Stored data entries:
- - -

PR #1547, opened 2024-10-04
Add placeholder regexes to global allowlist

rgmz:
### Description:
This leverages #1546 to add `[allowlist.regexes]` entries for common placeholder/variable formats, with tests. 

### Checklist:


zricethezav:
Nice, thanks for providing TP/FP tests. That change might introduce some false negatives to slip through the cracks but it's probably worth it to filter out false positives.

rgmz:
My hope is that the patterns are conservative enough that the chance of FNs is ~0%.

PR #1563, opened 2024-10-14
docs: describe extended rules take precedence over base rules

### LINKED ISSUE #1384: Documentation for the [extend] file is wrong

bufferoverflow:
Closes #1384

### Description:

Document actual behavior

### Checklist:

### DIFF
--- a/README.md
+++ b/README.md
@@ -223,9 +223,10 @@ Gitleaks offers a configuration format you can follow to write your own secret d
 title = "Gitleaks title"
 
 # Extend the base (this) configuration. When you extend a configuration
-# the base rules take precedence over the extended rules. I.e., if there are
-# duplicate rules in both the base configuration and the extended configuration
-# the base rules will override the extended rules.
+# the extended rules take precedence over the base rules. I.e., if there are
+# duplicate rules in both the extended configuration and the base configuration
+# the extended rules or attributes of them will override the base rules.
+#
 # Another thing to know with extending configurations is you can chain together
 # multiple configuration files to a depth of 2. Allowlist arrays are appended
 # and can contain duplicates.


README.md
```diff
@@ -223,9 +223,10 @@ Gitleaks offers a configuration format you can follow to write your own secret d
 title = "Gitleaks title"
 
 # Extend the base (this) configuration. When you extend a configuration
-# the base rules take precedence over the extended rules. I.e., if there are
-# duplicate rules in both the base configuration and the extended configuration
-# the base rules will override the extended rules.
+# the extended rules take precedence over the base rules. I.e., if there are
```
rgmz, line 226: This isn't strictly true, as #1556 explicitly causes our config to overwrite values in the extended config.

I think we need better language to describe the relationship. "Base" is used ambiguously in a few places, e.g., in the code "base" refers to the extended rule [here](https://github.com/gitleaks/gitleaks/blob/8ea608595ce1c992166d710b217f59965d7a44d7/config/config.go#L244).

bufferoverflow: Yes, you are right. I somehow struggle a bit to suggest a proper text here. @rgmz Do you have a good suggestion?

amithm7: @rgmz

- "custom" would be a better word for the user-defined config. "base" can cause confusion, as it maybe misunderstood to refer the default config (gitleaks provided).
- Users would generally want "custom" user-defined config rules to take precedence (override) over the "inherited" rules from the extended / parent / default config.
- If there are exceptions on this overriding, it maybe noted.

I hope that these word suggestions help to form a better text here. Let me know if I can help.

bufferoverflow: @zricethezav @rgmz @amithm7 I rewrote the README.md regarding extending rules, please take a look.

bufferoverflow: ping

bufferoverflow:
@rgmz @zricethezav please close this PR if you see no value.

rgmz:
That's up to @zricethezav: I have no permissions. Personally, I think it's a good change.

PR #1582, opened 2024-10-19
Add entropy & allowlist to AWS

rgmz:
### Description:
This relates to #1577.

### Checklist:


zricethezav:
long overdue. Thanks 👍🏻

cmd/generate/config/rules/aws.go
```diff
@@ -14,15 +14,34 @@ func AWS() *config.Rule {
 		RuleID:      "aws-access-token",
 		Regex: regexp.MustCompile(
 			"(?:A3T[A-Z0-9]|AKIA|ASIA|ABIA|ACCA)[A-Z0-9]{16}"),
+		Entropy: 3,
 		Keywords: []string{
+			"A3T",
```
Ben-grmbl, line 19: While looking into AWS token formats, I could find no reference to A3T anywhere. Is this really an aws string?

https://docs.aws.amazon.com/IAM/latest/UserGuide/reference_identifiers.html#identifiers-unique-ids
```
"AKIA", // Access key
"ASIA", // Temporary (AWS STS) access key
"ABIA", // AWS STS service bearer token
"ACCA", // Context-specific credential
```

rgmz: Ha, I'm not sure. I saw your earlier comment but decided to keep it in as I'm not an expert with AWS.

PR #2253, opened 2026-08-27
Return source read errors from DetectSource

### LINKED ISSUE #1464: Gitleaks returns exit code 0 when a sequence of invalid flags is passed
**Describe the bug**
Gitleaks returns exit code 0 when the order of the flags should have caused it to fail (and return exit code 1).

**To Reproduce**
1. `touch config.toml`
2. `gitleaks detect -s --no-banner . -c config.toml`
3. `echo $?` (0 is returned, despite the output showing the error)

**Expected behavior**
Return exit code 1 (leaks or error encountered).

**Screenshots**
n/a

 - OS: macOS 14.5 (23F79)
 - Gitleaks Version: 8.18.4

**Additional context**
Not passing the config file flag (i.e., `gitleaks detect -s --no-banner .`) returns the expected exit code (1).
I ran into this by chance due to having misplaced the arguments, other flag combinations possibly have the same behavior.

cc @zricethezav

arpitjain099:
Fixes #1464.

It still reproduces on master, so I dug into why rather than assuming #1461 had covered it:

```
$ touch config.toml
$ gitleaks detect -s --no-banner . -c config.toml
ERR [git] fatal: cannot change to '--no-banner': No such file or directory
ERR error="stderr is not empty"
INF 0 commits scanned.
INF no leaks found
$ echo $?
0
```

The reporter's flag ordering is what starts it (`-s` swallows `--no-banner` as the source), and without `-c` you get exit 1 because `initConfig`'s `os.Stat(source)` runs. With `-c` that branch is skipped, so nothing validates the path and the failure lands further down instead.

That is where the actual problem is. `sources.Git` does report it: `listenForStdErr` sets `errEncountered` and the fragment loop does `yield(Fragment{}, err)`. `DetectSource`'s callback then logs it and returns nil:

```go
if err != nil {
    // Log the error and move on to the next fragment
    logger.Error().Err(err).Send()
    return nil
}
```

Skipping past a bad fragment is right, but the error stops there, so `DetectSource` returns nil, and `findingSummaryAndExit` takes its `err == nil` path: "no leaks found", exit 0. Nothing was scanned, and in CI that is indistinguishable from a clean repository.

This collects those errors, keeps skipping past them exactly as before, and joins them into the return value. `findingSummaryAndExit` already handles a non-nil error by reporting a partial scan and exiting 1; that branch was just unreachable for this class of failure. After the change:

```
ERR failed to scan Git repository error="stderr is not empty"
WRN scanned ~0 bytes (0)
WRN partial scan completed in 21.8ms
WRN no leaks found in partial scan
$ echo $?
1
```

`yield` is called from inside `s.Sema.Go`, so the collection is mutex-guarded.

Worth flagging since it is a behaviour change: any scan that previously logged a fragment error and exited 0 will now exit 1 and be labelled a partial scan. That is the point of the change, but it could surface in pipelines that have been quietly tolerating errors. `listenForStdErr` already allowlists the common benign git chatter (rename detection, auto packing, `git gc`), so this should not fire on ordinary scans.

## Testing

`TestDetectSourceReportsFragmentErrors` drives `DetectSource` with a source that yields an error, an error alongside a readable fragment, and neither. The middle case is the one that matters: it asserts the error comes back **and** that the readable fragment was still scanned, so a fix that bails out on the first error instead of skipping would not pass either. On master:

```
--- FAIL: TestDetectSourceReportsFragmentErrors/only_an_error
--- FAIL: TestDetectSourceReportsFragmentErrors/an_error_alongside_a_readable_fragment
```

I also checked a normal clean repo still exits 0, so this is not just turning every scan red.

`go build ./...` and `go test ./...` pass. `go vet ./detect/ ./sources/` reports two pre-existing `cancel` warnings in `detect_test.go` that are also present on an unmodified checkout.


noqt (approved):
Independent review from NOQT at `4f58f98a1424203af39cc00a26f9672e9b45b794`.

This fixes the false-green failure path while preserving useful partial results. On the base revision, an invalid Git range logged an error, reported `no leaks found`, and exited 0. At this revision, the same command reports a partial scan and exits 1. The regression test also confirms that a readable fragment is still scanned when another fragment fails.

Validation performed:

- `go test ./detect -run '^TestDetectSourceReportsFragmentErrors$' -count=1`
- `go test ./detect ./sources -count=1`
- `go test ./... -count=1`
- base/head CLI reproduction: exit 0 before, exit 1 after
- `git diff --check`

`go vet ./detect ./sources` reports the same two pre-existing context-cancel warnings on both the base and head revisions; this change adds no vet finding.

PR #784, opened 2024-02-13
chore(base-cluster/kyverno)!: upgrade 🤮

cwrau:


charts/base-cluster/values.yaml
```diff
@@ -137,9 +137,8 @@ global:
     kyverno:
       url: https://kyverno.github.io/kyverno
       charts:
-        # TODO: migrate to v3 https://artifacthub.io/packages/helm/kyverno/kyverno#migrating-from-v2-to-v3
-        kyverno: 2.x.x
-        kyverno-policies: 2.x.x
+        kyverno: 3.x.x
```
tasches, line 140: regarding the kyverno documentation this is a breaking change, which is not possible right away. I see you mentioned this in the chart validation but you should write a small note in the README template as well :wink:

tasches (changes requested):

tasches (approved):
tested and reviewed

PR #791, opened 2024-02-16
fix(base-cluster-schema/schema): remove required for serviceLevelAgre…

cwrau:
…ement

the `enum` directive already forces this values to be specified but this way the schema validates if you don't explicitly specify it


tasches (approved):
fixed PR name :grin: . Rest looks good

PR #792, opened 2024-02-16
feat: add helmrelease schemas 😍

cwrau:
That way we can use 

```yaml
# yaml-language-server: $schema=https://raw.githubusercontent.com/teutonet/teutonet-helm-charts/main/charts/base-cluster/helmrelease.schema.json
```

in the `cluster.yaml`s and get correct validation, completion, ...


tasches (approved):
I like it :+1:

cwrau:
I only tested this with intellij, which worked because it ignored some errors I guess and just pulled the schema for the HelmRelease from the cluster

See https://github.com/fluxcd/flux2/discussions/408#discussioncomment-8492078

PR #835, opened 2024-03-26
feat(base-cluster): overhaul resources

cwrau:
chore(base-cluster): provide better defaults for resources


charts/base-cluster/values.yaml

- - -

**REQUIREMENT:**
The reply should consist solely of the lines of the data, exact, from the opening line through the line with "# and can contain duplicates.", inclusive.

**ANSWER TO THE PROBLEM:**
PR #1547, opened 2024-10-04
Add placeholder regexes to global allowlist

rgmz:
### Description:
This leverages #1546 to add `[allowlist.regexes]` entries for common placeholder/variable formats, with tests. 

### Checklist:


zricethezav:
Nice, thanks for providing TP/FP tests. That change might introduce some false negatives to slip through the cracks but it's probably worth it to filter out false positives.

rgmz:
My hope is that the patterns are conservative enough that the chance of FNs is ~0%.

PR #1563, opened 2024-10-14
docs: describe extended rules take precedence over base rules

### LINKED ISSUE #1384: Documentation for the [extend] file is wrong

bufferoverflow:
Closes #1384

### Description:

Document actual behavior

### Checklist:

### DIFF
--- a/README.md
+++ b/README.md
@@ -223,9 +223,10 @@ Gitleaks offers a configuration format you can follow to write your own secret d
 title = "Gitleaks title"
 
 # Extend the base (this) configuration. When you extend a configuration
-# the base rules take precedence over the extended rules. I.e., if there are
-# duplicate rules in both the base configuration and the extended configuration
-# the base rules will override the extended rules.
+# the extended rules take precedence over the base rules. I.e., if there are
+# duplicate rules in both the extended configuration and the base configuration
+# the extended rules or attributes of them will override the base rules.
+#
 # Another thing to know with extending configurations is you can chain together
 # multiple configuration files to a depth of 2. Allowlist arrays are appended
 # and can contain duplicates.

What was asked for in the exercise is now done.